Roger was up 40-15 at 5-3 in the fifth, one good serve away from thwarting a tenacious comeback that would later become Djokovic’s brand. Federer served out wide, and Novak returned it with a forehand that almost seemed contemptuous, which landed in as a crosscourt winner with a ratio of calculation to chance that is still hotly debated. The reality is that Roger’s serve probably wasn’t good enough to even require the lucky “slap” that Federer fans have convinced themselves is what happened. He played it safe, and the best returner of all time simply hit one of the best returns of all time? Plausible.
Either way, an arena that was rabidly pro-Federer sat in stunned silence, unsure how to react. Djokovic extended both arms to his sides like a shit-eating Corcovado Jesus, in a gesture of triumph, confusion or antagonism (probably all three). Federer lost his service game, then the next three games, then the match, then whatever psychological advantage he might have maintained in their rivalry thereafter.
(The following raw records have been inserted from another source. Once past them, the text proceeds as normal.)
PR #794, opened 2017-01-30
Send the correct public_updated_at to publishing-api for cbt manual

h-lame:
For: https://trello.com/c/StafARqt/98-manual-has-a-publication-timestamp-that-is-wrong

This manual somehow has a `first_published_at` that is after it's current
`public_updated_at` in the publishing-api/content-store.  We don't know
how it happened, but we can fix it with a republish event that sets the
`public_updated_at` correctly.

There are more notes in the migration.


NeilvB:
Looks good 👍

The Shot may or may not have altered the course of tennis history — after all, a Federer win would have extended the Roger-Rafa duopoly for at least a little longer and possibly robbed Djokovic of the confidence he would need to mount his subsequent decade-long tear through the sport’s record books. Even though Federer would notch one more big win against Djokovic at a major (en route to his Wimbledon title the following season), something undoubtedly changed. Arguably, this is the moment Federer got “washed,” long before that term came into general use. It’s the point where something inside Roger irreparably cracked, and he’d spend the next decade of his and Djokovic’s rivalry in a state of brutal psychological submission interrupted by the occasional outlying triumph. Jolly good match otherwise, though!
Rating: 33
5 (rep), 5 (stakes), 5 (hist), 5 (drama), 5 (length), 4 (qual), 4 (moments)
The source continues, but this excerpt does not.